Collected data
------------------------------------------------------------------------

PR #967, opened 2023-01-26
[#IOCIT-278] added CIE TEST users whitelist

arcogabbo:
This PR depends on https://github.com/pagopa/io-infra/pull/621

#### List of Changes

* added whitelist for users that belongs to a CIE TEST environment
* added unit tests

#### Motivation and Context

being able to whitelist certain fiscal codes for CIE test environments

build, lint and unit tests passed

------------------------------------------------------------------------

▶ **Exercise**
Reproduce all of the records precisely. No word may differ.

▶ **Worked solution**
PR #967, opened 2023-01-26
[#IOCIT-278] added CIE TEST users whitelist

arcogabbo:
This PR depends on https://github.com/pagopa/io-infra/pull/621

#### List of Changes

* added whitelist for users that belongs to a CIE TEST environment
* added unit tests

#### Motivation and Context

being able to whitelist certain fiscal codes for CIE test environments

build, lint and unit tests passed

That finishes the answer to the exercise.